SOURCE RECORDS:
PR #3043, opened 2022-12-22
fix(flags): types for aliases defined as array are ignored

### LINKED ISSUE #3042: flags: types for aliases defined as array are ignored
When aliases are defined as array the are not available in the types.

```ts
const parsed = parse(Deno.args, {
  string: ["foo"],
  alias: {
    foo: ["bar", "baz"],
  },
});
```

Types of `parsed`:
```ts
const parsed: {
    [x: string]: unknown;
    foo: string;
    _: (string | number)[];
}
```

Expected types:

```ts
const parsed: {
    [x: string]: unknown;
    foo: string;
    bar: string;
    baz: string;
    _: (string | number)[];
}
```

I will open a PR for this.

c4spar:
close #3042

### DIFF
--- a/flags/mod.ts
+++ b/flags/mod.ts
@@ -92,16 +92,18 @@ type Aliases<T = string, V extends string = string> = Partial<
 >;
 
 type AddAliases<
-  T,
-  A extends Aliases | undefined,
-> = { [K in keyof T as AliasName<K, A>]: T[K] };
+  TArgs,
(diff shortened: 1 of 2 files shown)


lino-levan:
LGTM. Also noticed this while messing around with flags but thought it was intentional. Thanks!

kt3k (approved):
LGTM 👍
--
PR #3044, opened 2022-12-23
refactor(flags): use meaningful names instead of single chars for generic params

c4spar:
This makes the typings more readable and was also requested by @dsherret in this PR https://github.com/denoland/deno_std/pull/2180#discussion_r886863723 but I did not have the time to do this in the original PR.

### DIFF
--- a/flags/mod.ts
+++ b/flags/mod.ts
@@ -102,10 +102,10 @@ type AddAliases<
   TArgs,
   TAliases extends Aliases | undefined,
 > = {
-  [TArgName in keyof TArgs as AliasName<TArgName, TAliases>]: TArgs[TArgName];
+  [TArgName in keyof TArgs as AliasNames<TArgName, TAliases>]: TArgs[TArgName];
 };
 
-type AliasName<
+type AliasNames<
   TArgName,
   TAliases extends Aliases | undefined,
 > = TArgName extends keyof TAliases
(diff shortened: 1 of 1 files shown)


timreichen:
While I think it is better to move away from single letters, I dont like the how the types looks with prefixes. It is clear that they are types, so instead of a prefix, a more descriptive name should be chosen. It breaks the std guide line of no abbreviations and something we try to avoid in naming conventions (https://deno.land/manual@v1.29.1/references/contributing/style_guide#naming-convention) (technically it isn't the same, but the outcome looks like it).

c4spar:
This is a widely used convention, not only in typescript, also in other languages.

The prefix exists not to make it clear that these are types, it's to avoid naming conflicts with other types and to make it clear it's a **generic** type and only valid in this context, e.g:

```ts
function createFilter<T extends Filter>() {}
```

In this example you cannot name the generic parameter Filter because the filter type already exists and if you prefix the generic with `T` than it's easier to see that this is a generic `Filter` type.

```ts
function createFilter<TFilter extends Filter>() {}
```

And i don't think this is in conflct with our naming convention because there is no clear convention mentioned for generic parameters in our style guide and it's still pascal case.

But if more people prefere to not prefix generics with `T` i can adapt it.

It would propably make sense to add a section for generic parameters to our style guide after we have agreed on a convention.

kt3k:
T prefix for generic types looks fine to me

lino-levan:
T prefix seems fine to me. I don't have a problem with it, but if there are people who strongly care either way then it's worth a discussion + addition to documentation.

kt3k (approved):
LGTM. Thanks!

WHAT IS NEEDED: Copy verbatim, from the listing above, each line from the one containing "AliasNames<TArgName, TAliases>]: TArgs[TArgName];" down to the one containing "(diff shortened: 1 of 1 files shown)", inclusive.

RESPONSE TO THE EXERCISE:
+  [TArgName in keyof TArgs as AliasNames<TArgName, TAliases>]: TArgs[TArgName];
 };
 
-type AliasName<
+type AliasNames<
   TArgName,
   TAliases extends Aliases | undefined,
 > = TArgName extends keyof TAliases
(diff shortened: 1 of 1 files shown)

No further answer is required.